* **TASK DESCRIPTION**
A word-for-word restatement of the full listing is required.

* **INFORMATION GIVEN**
────────────────────

PR #22, opened 2017-06-01
Updates to deploy, stack defaults and dev commands, add history command

izakp:
- Fix bug in retagging images so when redeploying so deployment update does not fail with an ECR error that the tag being deployed already exists for this image manifest

- Template Deployment strategy so that rolling updates ensure HA (always at least one container running)

- Refactor dev command to use actions `start|stop||status|logs|shell|clean` to better work with the docker-compose stack during development workflows

- Add a volume sync to the docker-compose file in `hokusai setup` - this should help local development, even if sync is slow it can be replaced with [docker-sync](http://docker-sync.io/) if a user wants to install and use that rather than docker's own volume syncing

- Add `history` command, printing out the revision history of the project's deployment(s).  I won't implement a rollback command per-se, as when managing multiple deployments, there is the possibility that their revision numbers will go out-of-sync, making relying on a `kubectl rollout undo` [command](http://vishh.github.io/docs/user-guide/kubectl/kubectl_rollout_undo/) worrysome. Let's leave it to devs to use the `history` and `images` commands to see what SHA1 was last deployed, and what they can rollback to.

────────────────────

* **ANSWER**
PR #22, opened 2017-06-01
Updates to deploy, stack defaults and dev commands, add history command

izakp:
- Fix bug in retagging images so when redeploying so deployment update does not fail with an ECR error that the tag being deployed already exists for this image manifest

- Template Deployment strategy so that rolling updates ensure HA (always at least one container running)

- Refactor dev command to use actions `start|stop||status|logs|shell|clean` to better work with the docker-compose stack during development workflows

- Add a volume sync to the docker-compose file in `hokusai setup` - this should help local development, even if sync is slow it can be replaced with [docker-sync](http://docker-sync.io/) if a user wants to install and use that rather than docker's own volume syncing

- Add `history` command, printing out the revision history of the project's deployment(s).  I won't implement a rollback command per-se, as when managing multiple deployments, there is the possibility that their revision numbers will go out-of-sync, making relying on a `kubectl rollout undo` [command](http://vishh.github.io/docs/user-guide/kubectl/kubectl_rollout_undo/) worrysome. Let's leave it to devs to use the `history` and `images` commands to see what SHA1 was last deployed, and what they can rollback to.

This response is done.